PR #36583, opened 2024-05-11
[TEST][DO NOT SUBMIT] Upgrade cares to 1.20.1

yijiem:


yijiem:
This version of cares has a known issue which is breaking gRPC: https://github.com/c-ares/c-ares/issues/571. If we ever decide to upgrade, we should skip this version (the issue is fixed in 1.21.0).

PR #36608, opened 2024-05-14

tanvi-jagtap:

We have the following mapping

Reviewers need to check :


test/core/network_benchmarks/low_level_ping_pong.cc
```diff
@@ -477,7 +473,7 @@ static int create_sockets_tcp(fd_pair* client_fds, fd_pair* server_fds) {
 static int create_sockets_socketpair(fd_pair* client_fds, fd_pair* server_fds) {
   int fds[2];
   if (socketpair(AF_UNIX, SOCK_STREAM, 0, fds) < 0) {
-    gpr_log(GPR_ERROR, "socketpair: %s", grpc_core::StrError(errno).c_str());
+    LOG(ERROR) << "socketpair: " << grpc_core::StrError(errno).c_str();
```
JuneYan, line 476: I think the conversion is no longer needed here (same as other places in this file)?

tanvi-jagtap: fixed. Thanks for the catch

JuneYan (approved):

PR #1009, opened 2019-11-14
MCG region fix

parikshithb:
Quick fix to invalid mcg region issue which was supposed to be fixed in #995. 
Noobaa had changed address scheme which resulted in fetching invalid region name.


vasukulkarni:
Please also file an github issue for a proper fix.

Your goal:
In this exercise, repeat all entries exactly.

Result of the task:
PR #36583, opened 2024-05-11
[TEST][DO NOT SUBMIT] Upgrade cares to 1.20.1

yijiem:


yijiem:
This version of cares has a known issue which is breaking gRPC: https://github.com/c-ares/c-ares/issues/571. If we ever decide to upgrade, we should skip this version (the issue is fixed in 1.21.0).

PR #36608, opened 2024-05-14

tanvi-jagtap:

We have the following mapping

Reviewers need to check :


test/core/network_benchmarks/low_level_ping_pong.cc
```diff
@@ -477,7 +473,7 @@ static int create_sockets_tcp(fd_pair* client_fds, fd_pair* server_fds) {
 static int create_sockets_socketpair(fd_pair* client_fds, fd_pair* server_fds) {
   int fds[2];
   if (socketpair(AF_UNIX, SOCK_STREAM, 0, fds) < 0) {
-    gpr_log(GPR_ERROR, "socketpair: %s", grpc_core::StrError(errno).c_str());
+    LOG(ERROR) << "socketpair: " << grpc_core::StrError(errno).c_str();
```
JuneYan, line 476: I think the conversion is no longer needed here (same as other places in this file)?

tanvi-jagtap: fixed. Thanks for the catch

JuneYan (approved):

PR #1009, opened 2019-11-14
MCG region fix

parikshithb:
Quick fix to invalid mcg region issue which was supposed to be fixed in #995. 
Noobaa had changed address scheme which resulted in fetching invalid region name.


vasukulkarni:
Please also file an github issue for a proper fix.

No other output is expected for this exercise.